Top of Material for this exercise

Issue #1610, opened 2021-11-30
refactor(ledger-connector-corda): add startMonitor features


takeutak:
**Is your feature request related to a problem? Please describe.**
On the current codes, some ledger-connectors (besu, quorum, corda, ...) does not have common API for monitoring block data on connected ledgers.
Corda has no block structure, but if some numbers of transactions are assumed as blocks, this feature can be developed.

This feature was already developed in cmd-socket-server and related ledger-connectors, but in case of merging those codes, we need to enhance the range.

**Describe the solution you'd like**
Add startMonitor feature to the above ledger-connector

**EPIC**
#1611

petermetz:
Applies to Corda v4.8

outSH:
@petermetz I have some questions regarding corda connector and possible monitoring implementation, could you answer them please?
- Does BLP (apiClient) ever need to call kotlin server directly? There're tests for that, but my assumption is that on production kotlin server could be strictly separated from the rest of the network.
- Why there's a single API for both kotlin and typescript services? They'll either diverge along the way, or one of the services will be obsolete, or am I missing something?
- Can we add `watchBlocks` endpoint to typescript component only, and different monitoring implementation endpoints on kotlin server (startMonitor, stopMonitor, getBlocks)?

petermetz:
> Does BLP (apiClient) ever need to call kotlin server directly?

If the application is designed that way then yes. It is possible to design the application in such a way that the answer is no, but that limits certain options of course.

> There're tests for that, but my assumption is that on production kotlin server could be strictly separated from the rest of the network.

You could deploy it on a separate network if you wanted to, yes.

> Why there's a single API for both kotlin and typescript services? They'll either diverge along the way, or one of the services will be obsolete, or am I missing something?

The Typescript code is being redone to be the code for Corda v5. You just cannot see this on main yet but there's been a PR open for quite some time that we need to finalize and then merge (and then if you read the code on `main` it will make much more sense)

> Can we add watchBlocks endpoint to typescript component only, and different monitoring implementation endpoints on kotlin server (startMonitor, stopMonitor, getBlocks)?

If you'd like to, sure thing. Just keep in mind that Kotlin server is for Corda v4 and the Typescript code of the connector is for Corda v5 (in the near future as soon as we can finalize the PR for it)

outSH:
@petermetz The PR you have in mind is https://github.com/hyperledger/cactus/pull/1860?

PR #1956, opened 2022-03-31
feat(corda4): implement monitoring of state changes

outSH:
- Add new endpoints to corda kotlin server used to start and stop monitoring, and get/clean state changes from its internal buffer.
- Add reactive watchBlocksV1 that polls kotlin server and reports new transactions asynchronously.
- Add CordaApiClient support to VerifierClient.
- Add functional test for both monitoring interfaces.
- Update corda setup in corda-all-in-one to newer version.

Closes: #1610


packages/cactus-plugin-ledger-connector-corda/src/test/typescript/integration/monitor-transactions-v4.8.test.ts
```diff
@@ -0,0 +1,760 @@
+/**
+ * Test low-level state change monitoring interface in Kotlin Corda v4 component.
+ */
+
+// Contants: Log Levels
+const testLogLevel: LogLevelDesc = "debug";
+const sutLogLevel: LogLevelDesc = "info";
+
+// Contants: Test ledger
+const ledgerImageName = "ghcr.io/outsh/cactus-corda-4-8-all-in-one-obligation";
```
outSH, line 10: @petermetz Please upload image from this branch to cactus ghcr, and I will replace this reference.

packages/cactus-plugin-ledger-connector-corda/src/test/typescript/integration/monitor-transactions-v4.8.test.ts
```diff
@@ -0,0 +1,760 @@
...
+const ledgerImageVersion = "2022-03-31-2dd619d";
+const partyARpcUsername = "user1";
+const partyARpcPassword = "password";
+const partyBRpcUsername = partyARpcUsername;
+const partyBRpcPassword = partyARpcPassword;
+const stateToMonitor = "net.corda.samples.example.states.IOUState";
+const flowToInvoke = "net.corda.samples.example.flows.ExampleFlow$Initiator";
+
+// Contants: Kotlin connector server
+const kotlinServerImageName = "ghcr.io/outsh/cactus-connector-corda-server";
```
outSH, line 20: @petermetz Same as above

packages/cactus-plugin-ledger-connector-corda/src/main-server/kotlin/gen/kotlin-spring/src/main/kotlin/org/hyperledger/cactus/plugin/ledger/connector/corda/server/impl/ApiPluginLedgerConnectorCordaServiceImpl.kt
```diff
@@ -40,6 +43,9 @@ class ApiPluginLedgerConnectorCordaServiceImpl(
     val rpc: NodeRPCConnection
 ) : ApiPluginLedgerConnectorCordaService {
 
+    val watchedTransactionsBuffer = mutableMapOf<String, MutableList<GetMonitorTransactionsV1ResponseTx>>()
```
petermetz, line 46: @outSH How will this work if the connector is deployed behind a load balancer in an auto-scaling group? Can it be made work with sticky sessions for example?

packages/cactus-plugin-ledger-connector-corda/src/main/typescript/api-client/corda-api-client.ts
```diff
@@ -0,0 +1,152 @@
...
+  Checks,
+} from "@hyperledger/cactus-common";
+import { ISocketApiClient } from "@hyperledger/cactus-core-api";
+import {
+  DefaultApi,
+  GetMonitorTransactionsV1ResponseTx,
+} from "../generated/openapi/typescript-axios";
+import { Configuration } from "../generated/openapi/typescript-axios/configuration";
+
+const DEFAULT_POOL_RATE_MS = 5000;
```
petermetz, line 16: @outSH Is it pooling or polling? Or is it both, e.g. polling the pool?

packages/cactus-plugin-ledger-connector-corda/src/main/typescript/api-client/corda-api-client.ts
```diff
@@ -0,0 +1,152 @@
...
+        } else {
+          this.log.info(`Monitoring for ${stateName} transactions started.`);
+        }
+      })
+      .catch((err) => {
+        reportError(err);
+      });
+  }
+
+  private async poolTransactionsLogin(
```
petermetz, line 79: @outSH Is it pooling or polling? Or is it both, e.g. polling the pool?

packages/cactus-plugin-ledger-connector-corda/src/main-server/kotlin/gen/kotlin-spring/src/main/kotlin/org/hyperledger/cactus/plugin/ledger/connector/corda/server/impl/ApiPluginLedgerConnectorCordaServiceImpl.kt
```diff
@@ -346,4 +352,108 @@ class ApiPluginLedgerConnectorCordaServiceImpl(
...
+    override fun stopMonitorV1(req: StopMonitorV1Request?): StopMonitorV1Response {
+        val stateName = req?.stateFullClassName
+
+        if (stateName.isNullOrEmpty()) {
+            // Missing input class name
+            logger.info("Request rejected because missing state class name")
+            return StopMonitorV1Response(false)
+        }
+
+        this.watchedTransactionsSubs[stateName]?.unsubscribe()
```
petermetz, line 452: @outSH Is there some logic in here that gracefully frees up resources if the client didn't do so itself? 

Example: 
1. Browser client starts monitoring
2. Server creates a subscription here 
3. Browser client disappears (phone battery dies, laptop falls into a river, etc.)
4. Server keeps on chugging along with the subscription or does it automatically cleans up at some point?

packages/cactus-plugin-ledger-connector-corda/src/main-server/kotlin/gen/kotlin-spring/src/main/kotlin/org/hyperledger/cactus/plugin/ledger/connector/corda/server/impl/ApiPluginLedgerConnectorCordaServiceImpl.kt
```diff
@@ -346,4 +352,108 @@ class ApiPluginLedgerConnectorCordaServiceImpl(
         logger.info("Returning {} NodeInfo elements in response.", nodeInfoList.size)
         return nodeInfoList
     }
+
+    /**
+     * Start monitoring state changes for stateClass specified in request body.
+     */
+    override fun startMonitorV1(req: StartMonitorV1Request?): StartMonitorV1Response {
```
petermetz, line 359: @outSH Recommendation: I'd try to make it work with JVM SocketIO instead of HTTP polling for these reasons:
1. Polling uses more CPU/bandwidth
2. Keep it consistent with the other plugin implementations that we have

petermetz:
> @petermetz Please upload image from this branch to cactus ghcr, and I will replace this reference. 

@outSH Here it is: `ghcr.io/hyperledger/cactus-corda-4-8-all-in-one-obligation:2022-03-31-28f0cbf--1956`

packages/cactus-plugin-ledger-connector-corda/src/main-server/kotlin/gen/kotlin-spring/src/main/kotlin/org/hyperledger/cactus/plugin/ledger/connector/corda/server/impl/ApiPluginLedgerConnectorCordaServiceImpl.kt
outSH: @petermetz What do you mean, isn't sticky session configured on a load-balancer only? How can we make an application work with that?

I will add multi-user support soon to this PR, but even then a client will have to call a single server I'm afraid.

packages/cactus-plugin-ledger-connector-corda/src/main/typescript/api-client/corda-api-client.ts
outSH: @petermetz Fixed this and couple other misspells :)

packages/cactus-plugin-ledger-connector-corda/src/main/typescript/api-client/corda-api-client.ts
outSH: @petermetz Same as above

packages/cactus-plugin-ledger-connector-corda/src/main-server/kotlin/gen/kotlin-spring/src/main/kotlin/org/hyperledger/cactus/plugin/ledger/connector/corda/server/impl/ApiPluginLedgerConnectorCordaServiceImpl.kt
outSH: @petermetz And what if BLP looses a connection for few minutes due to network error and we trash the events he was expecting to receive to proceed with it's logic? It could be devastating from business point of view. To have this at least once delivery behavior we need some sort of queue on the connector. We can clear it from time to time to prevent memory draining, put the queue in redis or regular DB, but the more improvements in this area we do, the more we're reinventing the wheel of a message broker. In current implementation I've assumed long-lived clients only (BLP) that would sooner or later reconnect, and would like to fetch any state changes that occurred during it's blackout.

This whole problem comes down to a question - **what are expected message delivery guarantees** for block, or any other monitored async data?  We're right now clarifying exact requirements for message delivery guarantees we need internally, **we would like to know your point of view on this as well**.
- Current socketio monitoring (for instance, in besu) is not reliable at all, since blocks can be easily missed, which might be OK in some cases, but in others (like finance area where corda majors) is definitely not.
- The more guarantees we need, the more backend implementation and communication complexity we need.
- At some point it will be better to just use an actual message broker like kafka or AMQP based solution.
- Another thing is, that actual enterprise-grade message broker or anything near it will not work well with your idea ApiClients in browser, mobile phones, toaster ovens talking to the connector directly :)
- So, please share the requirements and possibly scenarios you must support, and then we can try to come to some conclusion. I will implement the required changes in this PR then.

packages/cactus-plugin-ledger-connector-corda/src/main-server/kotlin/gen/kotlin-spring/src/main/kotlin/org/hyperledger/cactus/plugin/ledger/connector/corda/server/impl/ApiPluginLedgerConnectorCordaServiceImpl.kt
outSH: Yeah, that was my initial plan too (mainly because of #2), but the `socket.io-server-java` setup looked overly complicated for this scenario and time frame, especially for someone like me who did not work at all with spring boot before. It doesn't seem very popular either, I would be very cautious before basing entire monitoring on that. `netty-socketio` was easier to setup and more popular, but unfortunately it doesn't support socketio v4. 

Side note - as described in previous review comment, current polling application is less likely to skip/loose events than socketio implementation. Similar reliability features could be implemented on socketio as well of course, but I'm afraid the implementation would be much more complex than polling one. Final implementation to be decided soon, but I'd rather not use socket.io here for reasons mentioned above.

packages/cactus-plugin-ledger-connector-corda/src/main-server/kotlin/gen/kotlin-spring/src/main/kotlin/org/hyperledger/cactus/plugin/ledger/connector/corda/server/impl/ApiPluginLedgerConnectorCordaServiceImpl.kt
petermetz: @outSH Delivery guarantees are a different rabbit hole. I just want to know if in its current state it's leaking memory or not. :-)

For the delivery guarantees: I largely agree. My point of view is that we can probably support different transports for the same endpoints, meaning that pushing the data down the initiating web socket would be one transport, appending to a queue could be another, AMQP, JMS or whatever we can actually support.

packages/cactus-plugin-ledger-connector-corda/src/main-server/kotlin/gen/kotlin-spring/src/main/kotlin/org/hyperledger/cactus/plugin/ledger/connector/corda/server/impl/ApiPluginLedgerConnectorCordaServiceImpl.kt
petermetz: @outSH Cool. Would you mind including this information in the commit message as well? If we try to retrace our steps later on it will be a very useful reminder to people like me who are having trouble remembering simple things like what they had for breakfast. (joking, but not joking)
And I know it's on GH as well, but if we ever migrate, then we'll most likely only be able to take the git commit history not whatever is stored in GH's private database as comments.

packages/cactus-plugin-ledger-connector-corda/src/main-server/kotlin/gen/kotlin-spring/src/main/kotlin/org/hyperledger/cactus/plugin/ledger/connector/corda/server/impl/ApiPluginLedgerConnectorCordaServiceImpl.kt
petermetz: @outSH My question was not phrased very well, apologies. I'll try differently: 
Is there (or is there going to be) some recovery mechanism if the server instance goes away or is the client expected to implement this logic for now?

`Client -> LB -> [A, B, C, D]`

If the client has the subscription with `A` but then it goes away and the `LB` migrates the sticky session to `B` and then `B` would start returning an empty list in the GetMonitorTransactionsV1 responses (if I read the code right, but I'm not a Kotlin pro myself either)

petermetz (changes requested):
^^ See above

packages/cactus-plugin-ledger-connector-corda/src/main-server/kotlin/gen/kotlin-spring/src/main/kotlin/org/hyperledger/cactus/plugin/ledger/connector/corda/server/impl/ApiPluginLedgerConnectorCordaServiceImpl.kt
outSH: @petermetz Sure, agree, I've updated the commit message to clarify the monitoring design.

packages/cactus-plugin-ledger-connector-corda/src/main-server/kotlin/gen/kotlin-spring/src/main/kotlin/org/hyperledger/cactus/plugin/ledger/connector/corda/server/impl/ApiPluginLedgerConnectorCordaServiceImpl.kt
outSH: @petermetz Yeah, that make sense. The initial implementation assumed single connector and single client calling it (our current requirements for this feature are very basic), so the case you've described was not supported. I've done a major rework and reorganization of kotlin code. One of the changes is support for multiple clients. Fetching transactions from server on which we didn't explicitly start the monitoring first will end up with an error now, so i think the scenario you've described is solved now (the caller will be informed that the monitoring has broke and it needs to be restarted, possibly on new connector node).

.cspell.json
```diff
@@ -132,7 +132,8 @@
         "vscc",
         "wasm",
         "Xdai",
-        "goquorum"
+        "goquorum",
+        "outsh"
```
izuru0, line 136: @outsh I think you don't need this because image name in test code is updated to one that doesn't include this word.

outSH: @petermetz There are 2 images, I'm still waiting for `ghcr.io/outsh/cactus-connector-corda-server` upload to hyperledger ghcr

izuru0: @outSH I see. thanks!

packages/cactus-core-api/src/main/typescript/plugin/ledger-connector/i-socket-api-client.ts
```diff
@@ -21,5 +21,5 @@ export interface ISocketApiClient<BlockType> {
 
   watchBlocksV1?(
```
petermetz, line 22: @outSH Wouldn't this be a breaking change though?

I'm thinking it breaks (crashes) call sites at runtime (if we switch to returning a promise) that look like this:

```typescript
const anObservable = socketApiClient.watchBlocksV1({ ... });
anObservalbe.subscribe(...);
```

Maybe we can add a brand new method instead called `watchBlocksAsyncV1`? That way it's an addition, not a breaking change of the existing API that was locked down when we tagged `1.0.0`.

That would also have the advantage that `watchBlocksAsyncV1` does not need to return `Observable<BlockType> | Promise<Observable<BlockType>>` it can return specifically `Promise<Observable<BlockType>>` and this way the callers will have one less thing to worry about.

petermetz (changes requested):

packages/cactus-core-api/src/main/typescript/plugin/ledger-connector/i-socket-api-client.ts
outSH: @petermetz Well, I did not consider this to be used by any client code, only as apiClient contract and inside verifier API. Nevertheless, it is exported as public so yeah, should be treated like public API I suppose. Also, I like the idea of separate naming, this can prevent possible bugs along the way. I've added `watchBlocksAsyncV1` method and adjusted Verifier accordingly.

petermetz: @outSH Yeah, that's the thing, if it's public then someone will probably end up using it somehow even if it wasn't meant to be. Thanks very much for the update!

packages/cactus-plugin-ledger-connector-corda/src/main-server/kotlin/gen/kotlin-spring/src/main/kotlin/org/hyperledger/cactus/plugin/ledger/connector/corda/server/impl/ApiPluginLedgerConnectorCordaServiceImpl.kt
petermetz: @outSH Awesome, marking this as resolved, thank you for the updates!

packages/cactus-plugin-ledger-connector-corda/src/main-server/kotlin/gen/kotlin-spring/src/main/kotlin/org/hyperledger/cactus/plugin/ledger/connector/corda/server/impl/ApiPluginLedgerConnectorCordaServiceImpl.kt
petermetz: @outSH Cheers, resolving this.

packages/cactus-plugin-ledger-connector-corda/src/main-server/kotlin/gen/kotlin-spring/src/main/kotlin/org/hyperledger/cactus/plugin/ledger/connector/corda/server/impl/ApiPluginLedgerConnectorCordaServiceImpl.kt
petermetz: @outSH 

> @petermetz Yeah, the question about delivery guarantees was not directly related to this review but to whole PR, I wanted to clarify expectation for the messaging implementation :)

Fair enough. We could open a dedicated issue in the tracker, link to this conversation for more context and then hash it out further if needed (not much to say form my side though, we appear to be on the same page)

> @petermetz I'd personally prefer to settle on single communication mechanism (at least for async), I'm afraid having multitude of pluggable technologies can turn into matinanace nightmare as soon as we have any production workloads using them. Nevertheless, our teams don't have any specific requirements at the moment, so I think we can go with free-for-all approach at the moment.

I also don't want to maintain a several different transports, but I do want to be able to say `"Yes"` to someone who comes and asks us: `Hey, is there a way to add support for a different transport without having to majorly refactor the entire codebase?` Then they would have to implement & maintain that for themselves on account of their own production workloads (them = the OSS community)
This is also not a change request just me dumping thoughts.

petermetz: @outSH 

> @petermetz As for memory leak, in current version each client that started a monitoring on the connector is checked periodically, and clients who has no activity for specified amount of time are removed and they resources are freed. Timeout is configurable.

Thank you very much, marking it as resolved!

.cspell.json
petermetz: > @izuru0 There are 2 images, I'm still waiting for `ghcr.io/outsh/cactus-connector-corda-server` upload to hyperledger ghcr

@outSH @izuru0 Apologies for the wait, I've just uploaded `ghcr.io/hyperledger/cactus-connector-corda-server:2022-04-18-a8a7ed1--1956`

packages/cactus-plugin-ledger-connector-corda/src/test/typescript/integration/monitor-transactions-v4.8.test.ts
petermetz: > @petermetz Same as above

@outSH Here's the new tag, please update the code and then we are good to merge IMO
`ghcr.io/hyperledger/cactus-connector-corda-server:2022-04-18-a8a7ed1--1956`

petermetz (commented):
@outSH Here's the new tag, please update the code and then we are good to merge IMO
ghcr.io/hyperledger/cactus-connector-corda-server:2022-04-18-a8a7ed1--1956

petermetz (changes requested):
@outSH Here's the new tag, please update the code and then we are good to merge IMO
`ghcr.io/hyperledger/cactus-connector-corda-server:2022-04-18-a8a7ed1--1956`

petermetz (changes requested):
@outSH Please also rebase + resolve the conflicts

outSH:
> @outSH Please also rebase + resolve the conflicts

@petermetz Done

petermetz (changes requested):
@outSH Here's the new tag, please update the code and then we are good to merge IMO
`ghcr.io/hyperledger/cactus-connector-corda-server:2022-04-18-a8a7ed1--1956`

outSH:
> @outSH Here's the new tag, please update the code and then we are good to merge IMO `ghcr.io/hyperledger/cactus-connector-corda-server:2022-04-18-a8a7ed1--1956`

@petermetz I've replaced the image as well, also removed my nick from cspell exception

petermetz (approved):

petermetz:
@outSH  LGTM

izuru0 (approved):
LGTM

Bottom of Material for this exercise

◆ Your assignment:
The answer must be one number: how many lines in the material above contain the word "features".

◆ Response:
2